The Post reported in June that the CIA had learned from an ally months before the explosions that the Ukrainian military had planned a covert attack on the Nord Stream pipelines, according to leaked intelligence documents shared on the chat platform Discord.
Last month, the German newspaper Der Spiegel, along with German public broadcaster ZDF, published a months-long investigation from around the globe. All the leads, the report said, pointed toward Kyiv, calling the findings “politically sensitive.”
German investigators have called the operation an attack “on the internal security of the state,” Der Spiegel said, adding that it was aimed at “inflicting lasting damage.”
In February, American journalist Seymour Hersh alleged in an article on Substack that U.S. Navy divers, operating under cover of a NATO exercise with Norway in the Baltic Sea, had placed explosives on the two pipelines in the summer of 2022 and later were ordered to blow them up in response to Russia’s invasion of Ukraine.
The Biden administration categorically denied the allegation. Hersh’s account was based on a single anonymous source, and no other media outlet has corroborated it.
What is the status of the investigations into the sabotage?
Germany, Denmark and Sweden have separately opened investigations into the attack and continue to cooperate on the matter.
“The nature of the acts of sabotage is unprecedented and the investigations are complex,” the three countries said in a letter to the U.N. Security Council in July. Russian authorities have been apprised on the developments, it said.
The investigation in Germany is being helmed by the public prosecutor general of the Federal Court of Justice along with the national police. The investigation is ongoing, and it was not possible yet to establish the identity of the perpetrators or whether the act was carried out by a state or state actor, Germany said in the letter to the United Nations.
Sweden’s security service is the lead agency inquiring into the matter under public prosecutor Mats Ljungqvist, and the country made “extensive seizures” from the crime scene, it has said.
“We hope to conclude the investigation shortly, but there is still a lot to do, and nothing will happen for the next four weeks,” Ljungqvist told Reuters last week.

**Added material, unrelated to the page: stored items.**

PR #1231, opened 2022-09-07
Indexes analysis and findings by URI

### LINKED ISSUE #1207: URIs vs Filenames
### History

The LSP spec uses URIs to identify files. clj-kondo uses filenames. clojure-lsp uses both—URIs most of the time, but filenames when running queries on the analysis and findings. At the moment there are over 100 places in the code where we convert a URI to a filename, or vice versa, as we switch between paradigms.

### Proposal

I propose that we use URIs everywhere, except on the boundary with clj-kondo.

1. Convert URIs to filenames as we're sending data off to clj-kondo.
2. Convert filenames to URIs in the kondo normalization. Index analysis and findings by URI.
3. Convert the rest of the code to rely on URIs exclusively.

### Context

I recall seeing a discussion about teaching clj-kondo to take and return URIs, which I can't find now. I believe the rational at that point was the possibility of using clojure-lsp across a network, for example for remote pairing. Even if those changes are done in clj-kondo someday, we'd still have to update clojure-lsp as described here to take advantage of it.

### Concerns

I'm writing this Issue primarily to collect concerns. @ericdallo, @snoe and perhaps @borkdude, I assume you've thought about this at some point. Do you know of any roadblocks to doing this work? Or has it just been a low priority?

I haven't done an exhaustive analysis of the ways we use filenames. There may be other places besides our interaction with clj-kondo where we use filenames. Are you aware of any such places?

mainej:
This does URI/filename conversion at the boundary with clj-kondo. Analysis and findings are indexed by URI. That lets most of the rest of clojure-lsp use uris, which it receives from LSP clients, without needing to convert to filenames.

I'd suggest reviewing the PR with [difftastic](https://github.com/Wilfred/difftastic) or a similar structural diffing tool—there are many renames of `filename` to `uri`, that don't have any other significant changes, but which GitHub over-emphasizes.

Fixes #1207, or at least does the bulk of the work. There are still several places where we do conversion or need filenames for some reason or another. I'll annotate those spots in the PR. There are a few things we could consider to further reduce the amount of conversion that happens:
* We could calculate `project-root-path` during init and store it in the db. There are several places that need this directory name (as opposed to `project-root-uri`, which is already stored in the db).
* We could reason through the algorithms that detect which "source-path" a file is in to decide if they could be switched from using filenames to using URIs. As an example of such an algorithm, when creating a new test file we figure out a subdirectory for it, and then generate a namespace based on that directory/filename. I think this could be done using URIs, but I'm hesitant to include further refactorings in this PR.

### DIFF
--- a/lib/src/clojure_lsp/db.clj
+++ b/lib/src/clojure_lsp/db.clj
@@ -12,11 +12,10 @@
 
 (def initial-db {:documents {}
                  :processing-changes #{}
-                 :dep-graph {}
-                 :file-meta {}})
+                 :dep-graph {}})
 (defonce db* (atom initial-db))
 
-(def version 5)
+(def version 6)
 
 (defn ^:private sqlite-db-file [project-root]
   (io/file (str project-root) ".lsp" ".cache" "sqlite.db"))
--- a/lib/src/clojure_lsp/feature/call_hierarchy.clj
+++ b/lib/src/clojure_lsp/feature/call_hierarchy.clj
@@ -23,6 +23,8 @@
              (name el-name))
      :kind (f.document-symbol/element->symbol-kind parent-element)
      :tags (cond-> [] deprecated (conj 1))
+     ;; TODO Consider using URI for display purposes, especially if we support
+     ;; remote LSP connections
      :detail (or (some-> ns str) (shared/uri->filename el-uri))
      :uri uri
      :range (shared/->range parent-element)
--- a/lib/src/clojure_lsp/feature/call_hierarchy.clj
+++ b/lib/src/clojure_lsp/feature/call_hierarchy.clj
@@ -17,20 +17,20 @@
 
 (defn ^:private element-by-uri->call-hierarchy-item
   [{:keys [uri parent-element usage-element]}]
-  (let [{:keys [ns filename arglist-strs deprecated] el-name :name} parent-element]
+  (let [{:keys [ns arglist-strs deprecated] el-uri :uri el-name :name} parent-element]
     {:name (if arglist-strs
              (str (name el-name) " " (some->> arglist-strs (remove nil?) (string/join " ")))
              (name el-name))
      :kind (f.document-symbol/element->symbol-kind parent-element)
      :tags (cond-> [] deprecated (conj 1))
-     :detail (or (some-> ns str) filename)
+     :detail (or (some-> ns str) (shared/uri->filename el-uri))
      :uri uri
      :range (shared/->range parent-element)
      :selection-range (shared/->range usage-element)}))
 
 (defn prepare [uri row col db*]
   (let [db @db*
-        cursor-element (q/find-element-under-cursor db (shared/uri->filename uri) row col)]
+        cursor-element (q/find-element-under-cursor db uri row col)]
     [(element-by-uri->call-hierarchy-item
        {:uri uri
         :usage-element cursor-element
@@ -39,21 +39,21 @@
 (defn ^:private parent-var-def
   "Returns var def analysis element that surrounds the element at row/col (or
   that is the element at that position)."
-  [root-zloc db filename row col]
+  [root-zloc db uri row col]
   (when-let [{:keys [row col]} (some-> root-zloc
                                        (parser/to-pos row col)
                                        (edit/find-var-definition-name-loc)
                                        z/node
                                        meta)]
-    (when-let [definition (q/find-element-under-cursor db filename row col)]
+    (when-let [definition (q/find-element-under-cursor db uri row col)]
       (when (or (identical? :var-definitions (:bucket definition))
                 (and (identical? :var-usages (:bucket definition))
                      (:defmethod definition)))
         definition))))
 
 (defn ^:private element->incoming-usage-by-uri
-  [db {:keys [uri root-zloc]} {:keys [name-row name-col filename] :as element}]
-  (when-let [parent-element (parent-var-def root-zloc db filename name-row name-col)]
+  [db root-zloc {:keys [name-row name-col uri] :as element}]
+  (when-let [parent-element (parent-var-def root-zloc db uri name-row name-col)]
     {:uri uri
      :usage-element element
      :parent-element parent-element}))
@@ -61,39 +61,30 @@
 (defn ^:private element->outgoing-usage-by-uri
   [db element]
   (when-let [definition (q/find-definition db element)]
-    (let [def-filename (:filename definition)
-          definition-uri (if (shared/plain-uri? def-filename)
-                           def-filename
-                           (shared/filename->uri def-filename db))]
-      {:uri definition-uri
-       :usage-element element
-       :parent-element definition})))
+    {:uri (:uri definition)
+     :usage-element element
+     :parent-element definition}))
 
 (defn incoming [uri row col {:keys [db*] :as components}]
   (let [db @db*
-        references (q/find-references-from-cursor db (shared/uri->filename uri) row col false)
-        filenames (->> references (map :filename) distinct)
-        file-meta (zipmap filenames
-                          (map (fn [filename]
-                                 (let [uri (shared/filename->uri filename db)]
-                                   {:uri uri
-                                    :root-zloc (safe-zloc-of-forced-uri components uri)}))
-                               filenames))
+        references (q/find-references-from-cursor db uri row col false)
+        uris (->> references (map :uri) distinct)
+        root-zlocs (zipmap uris
+                           (map #(safe-zloc-of-forced-uri components %) uris))
         db @db*]
     (->> references
          (keep (fn [element]
-                 (element->incoming-usage-by-uri db (get file-meta (:filename element)) element)))
+                 (element->incoming-usage-by-uri db (get root-zlocs (:uri element)) element)))
          (mapv (fn [element-by-uri]
                  {:from-ranges []
                   :from (element-by-uri->call-hierarchy-item element-by-uri)})))))
 
 (defn outgoing [uri row col {:keys [db*] :as components}]
-  (let [filename (shared/uri->filename uri)
-        root-zloc (safe-zloc-of-forced-uri components uri)
+  (let [root-zloc (safe-zloc-of-forced-uri components uri)
         db @db*]
-    (when-let [definition (parent-var-def root-zloc db filename row col)]
+    (when-let [definition (parent-var-def root-zloc db uri row col)]
       (->> (q/find-var-usages-under-form db
-                                         filename
+                                         uri
                                          (:name-row definition)
                                          (:name-col definition)
                                          (:end-row definition)
--- a/lib/src/clojure_lsp/feature/code_lens.clj
+++ b/lib/src/clojure_lsp/feature/code_lens.clj
@@ -20,40 +20,31 @@
 (defn ^:private test-references->string [references]
   (references->string references " test"))
 
-(defn ^:private var-definitions-lens [db filename]
-  (->> (q/find-var-definitions db filename true)
-       (remove (partial q/exclude-public-definition? (:kondo-config db)))))
-
-(defn ^:private keyword-definitions-lens
-  [db filename]
-  (->> (q/find-keyword-definitions db filename)
-       (remove (partial q/exclude-public-definition? (:kondo-config db)))))
-
 (defn reference-code-lens [uri db]
-  (let [filename (shared/uri->filename uri)]
-    (into []
-          (map (fn [element]
-                 {:range (shared/->range element)
-                  :data  [uri (:name-row element) (:name-col element)]}))
-          (concat (q/find-namespace-definitions db filename)
-                  (var-definitions-lens db filename)
-                  (keyword-definitions-lens db filename)))))
+  (into []
+        (map (fn [element]
+               {:range (shared/->range element)
+                :data  [uri (:name-row element) (:name-col element)]}))
+        (concat (q/find-namespace-definitions db uri)
+                (->> (concat (q/find-var-definitions db uri true)
+                             (q/find-keyword-definitions db uri))
+                     (remove (partial q/exclude-public-definition? (:kondo-config db)))))))
 
-(defn test-reference? [source-path {:keys [filename]}]
-  (and source-path
-       (not (string/starts-with? filename source-path))
-       (string/includes? filename "_test.")))
+(defn ^:private test-reference? [source-uri reference-uri]
+  (and source-uri
+       ;; when in test file, don't count usages of helpers as test references
+       (not (string/starts-with? reference-uri source-uri))
+       (string/includes? reference-uri "_test.")))
 
 (defn resolve-code-lens [uri row col range db]
-  (let [filename (shared/uri->filename uri)
-        segregate-lens? (settings/get db [:code-lens :segregate-test-references] true)
-        references (q/find-references-from-cursor db filename row col false)]
+  (let [segregate-lens? (settings/get db [:code-lens :segregate-test-references] true)
+        references (q/find-references-from-cursor db uri row col false)]
     (if segregate-lens?
-      (let [source-path (->> (settings/get db [:source-paths])
-                             (filter #(string/starts-with? filename %))
-                             first)
-            main-references (filter (complement (partial test-reference? source-path)) references)
-            test-references (filter (partial test-reference? source-path) references)]
+      (let [source-uri (some-> uri
+                               (shared/uri->source-path (settings/get db [:source-paths]))
+                               (shared/filename->uri db))
+            main-references (remove (comp (partial test-reference? source-uri) :uri) references)
+            test-references (filter (comp (partial test-reference? source-uri) :uri) references)]
         (if (seq test-references)
           {:range range
            :command {:title (str (main-references->string main-references)
--- a/lib/src/clojure_lsp/feature/diagnostics.clj
+++ b/lib/src/clojure_lsp/feature/diagnostics.clj
@@ -1,12 +1,12 @@
 (ns clojure-lsp.feature.diagnostics
   (:require
    [clj-kondo.impl.config :as kondo.config]
+   [clojure-lsp.dep-graph :as dep-graph]
    [clojure-lsp.logger :as logger]
    [clojure-lsp.queries :as q]
    [clojure-lsp.settings :as settings]
    [clojure-lsp.shared :as shared]
-   [clojure.core.async :as async]
-   [clojure.java.io :as io]))
+   [clojure.core.async :as async]))
 
 (set! *warn-on-reflection* true)
 
@@ -39,7 +39,7 @@
         kondo-config (if (:ns element)
                        (kondo-config-for-ns kondo-config (:ns element) (:filename element))
                        kondo-config)]
-    {:filename (:filename element)
+    {:uri (:uri element)
      :row (:name-row element)
      :col (:name-col element)
      :end-row (:name-end-row element)
@@ -88,15 +88,16 @@
     (or (and row col)
         (logger/warn "Invalid clj-kondo finding. Cannot find position data for" finding))))
 
-(defn ^:private exclude-ns? [filename linter db]
-  (when-let [namespace (shared/filename->namespace filename db)]
+(defn ^:private exclude-ns? [uri linter db]
+  ;; TODO: it's possible, though unusual, to have several namespaces in a file.
+  ;; What should we do in that case?
+  (when-let [namespace (first (dep-graph/ns-names-for-uri db uri))]
     (when-let [ns-exclude-regex-str (settings/get db [:linters linter :ns-exclude-regex])]
       (re-matches (re-pattern ns-exclude-regex-str) (str namespace)))))
 
-(defn ^:private kondo-findings->diagnostics [filename linter db]
-  (when-not (exclude-ns? filename linter db)
-    (->> (get (:findings db) filename)
-         (filter #(= filename (:filename %)))
+(defn ^:private kondo-findings->diagnostics [uri linter db]
+  (when-not (exclude-ns? uri linter db)
+    (->> (get-in db [:findings uri])
          (filter valid-finding?)
          (mapv kondo-finding->diagnostic))))
 
@@ -112,10 +113,12 @@
     2 :yellow
     3 :cyan))
 
-(defn ^:private clj-depend-violations->diagnostics [filename level db]
-  (when-let [namespace (shared/filename->namespace filename db)]
+(defn ^:private clj-depend-violations->diagnostics [uri level db]
+  ;; TODO: it's possible, though unusual, to have several namespaces in a file.
+  ;; What should we do in that case?
+  (when-let [namespace (first (dep-graph/ns-names-for-uri db uri))]
     (mapv (fn [{:keys [message]}]
-            (let [ns-definition (q/find-namespace-definition-by-filename db filename)]
+            (let [ns-definition (q/find-namespace-definition-by-uri db uri)]
               {:range (shared/->range ns-definition)
                :tags []
                :message message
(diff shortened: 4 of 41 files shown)


lib/src/clojure_lsp/feature/diagnostics.clj
```diff
@@ -128,48 +131,49 @@
...
-(defn publish-all-diagnostics! [paths {:keys [db*], :as components}]
+(defn publish-all-diagnostics! [uris {:keys [db*], :as components}]
   (let [db @db*]
     (publish-all-diagnostics!*
       components
-      (eduction (map io/file)
-                (mapcat file-seq)
-                (map #(.getAbsolutePath ^java.io.File %))
-                (map #(shared/filename->uri % db))
-                (remove #(= :unknown (shared/uri->file-type %)))
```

He had earlier said the “main scenario” included a state actor’s involvement, the report said.
Meanwhile, security, intelligence and police agencies have been involved in Denmark’s investigation and are working with foreign authorities.
Russia has sought a U.N. investigation into the matter.
What will this mean for the war in Ukraine?
Stefan Meister, an expert on E.U.-Russia relations at the German Council on Foreign Relations, said in an email that Europe would not stop supporting Ukraine regardless of who is responsible. The pipelines are history, and Russia’s actions in Ukraine are what matter now, he said.
“We are now in a different stage ... with Russia and Ukraine, where this gas connection matters less,” he wrote, adding that Ukraine not losing the war was of greater importance.
The attack, however, has made Europe rethink the security of its critical infrastructure, Meister said.